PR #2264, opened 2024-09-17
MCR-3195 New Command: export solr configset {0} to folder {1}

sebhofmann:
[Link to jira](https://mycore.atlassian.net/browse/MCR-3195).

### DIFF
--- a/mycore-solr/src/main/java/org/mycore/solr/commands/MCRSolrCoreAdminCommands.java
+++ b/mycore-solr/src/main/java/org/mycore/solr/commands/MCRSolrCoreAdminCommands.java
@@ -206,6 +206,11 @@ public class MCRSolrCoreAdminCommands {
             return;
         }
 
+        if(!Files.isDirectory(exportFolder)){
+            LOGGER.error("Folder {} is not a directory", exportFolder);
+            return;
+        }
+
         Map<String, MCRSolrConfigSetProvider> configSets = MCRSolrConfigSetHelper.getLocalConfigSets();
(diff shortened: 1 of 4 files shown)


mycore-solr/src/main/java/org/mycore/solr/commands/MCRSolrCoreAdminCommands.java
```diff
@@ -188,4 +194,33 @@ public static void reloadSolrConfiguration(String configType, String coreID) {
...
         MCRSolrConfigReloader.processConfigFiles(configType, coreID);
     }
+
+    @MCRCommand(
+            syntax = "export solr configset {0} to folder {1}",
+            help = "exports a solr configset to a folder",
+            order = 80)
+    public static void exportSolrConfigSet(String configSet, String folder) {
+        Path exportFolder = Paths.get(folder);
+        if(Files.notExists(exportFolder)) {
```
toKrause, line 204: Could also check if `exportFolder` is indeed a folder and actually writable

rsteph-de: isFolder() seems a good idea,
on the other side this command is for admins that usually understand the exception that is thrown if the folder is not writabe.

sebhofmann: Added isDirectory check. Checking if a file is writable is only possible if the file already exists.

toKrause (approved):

◇ ◇ ◇ ◇ ◇ ◇ ◇

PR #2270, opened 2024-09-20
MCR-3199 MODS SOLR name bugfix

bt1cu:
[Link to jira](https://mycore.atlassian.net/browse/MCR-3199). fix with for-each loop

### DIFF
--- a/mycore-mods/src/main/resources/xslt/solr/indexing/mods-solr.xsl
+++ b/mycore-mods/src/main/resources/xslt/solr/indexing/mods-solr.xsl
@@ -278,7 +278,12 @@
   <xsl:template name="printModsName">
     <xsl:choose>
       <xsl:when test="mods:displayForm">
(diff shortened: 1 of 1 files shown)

◇ ◇ ◇ ◇ ◇ ◇ ◇

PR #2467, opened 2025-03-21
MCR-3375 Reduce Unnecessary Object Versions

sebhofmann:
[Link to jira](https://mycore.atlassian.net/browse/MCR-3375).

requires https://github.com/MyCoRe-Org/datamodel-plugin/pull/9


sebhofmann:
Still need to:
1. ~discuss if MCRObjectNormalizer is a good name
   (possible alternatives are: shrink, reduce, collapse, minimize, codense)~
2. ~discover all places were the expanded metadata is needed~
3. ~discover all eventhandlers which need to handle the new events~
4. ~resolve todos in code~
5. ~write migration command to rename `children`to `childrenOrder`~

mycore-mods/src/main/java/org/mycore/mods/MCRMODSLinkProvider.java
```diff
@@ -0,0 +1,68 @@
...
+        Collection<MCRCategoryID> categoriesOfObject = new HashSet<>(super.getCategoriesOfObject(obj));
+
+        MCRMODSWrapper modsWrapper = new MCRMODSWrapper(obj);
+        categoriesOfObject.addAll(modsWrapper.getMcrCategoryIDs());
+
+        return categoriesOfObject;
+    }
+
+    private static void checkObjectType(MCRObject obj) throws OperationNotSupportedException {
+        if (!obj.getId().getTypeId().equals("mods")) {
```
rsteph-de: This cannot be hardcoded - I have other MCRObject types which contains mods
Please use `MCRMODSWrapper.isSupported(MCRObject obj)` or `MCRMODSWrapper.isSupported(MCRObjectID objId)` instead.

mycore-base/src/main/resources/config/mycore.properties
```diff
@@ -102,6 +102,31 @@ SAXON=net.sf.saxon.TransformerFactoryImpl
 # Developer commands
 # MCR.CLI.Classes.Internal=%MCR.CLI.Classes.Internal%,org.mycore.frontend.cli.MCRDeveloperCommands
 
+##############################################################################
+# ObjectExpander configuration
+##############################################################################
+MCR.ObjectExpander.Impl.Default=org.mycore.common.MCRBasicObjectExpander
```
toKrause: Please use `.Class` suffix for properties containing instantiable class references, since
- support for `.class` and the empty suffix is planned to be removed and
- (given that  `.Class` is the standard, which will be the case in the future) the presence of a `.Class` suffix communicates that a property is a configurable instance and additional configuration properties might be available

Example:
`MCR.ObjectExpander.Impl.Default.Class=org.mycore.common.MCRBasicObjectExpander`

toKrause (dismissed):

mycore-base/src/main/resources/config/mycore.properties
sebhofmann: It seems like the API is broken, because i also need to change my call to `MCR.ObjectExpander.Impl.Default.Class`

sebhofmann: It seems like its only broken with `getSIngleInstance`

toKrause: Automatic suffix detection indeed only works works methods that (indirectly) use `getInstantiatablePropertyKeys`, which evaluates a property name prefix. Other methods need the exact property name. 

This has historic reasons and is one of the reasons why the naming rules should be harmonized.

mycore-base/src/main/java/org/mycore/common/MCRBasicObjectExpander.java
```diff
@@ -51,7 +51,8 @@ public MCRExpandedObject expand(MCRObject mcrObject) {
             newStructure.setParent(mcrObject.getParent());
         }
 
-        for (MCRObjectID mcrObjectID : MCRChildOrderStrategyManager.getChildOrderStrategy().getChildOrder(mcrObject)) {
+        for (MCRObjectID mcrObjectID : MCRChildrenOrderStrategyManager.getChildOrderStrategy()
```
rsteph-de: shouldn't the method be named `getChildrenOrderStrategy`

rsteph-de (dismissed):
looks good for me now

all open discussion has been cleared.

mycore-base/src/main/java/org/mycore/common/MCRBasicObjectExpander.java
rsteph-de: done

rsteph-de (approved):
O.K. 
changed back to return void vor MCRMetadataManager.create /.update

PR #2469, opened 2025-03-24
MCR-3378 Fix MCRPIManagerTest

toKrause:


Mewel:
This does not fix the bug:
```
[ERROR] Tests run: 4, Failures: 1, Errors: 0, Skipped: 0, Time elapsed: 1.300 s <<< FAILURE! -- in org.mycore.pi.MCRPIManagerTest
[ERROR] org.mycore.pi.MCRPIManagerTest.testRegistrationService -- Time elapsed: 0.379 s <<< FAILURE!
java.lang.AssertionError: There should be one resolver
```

◇ ◇ ◇ ◇ ◇ ◇ ◇

▶ WORK TO COMPLETE: For the records above, state how many lines contain "String". Add nothing to the number.

▶ ANSWER SPACE: 3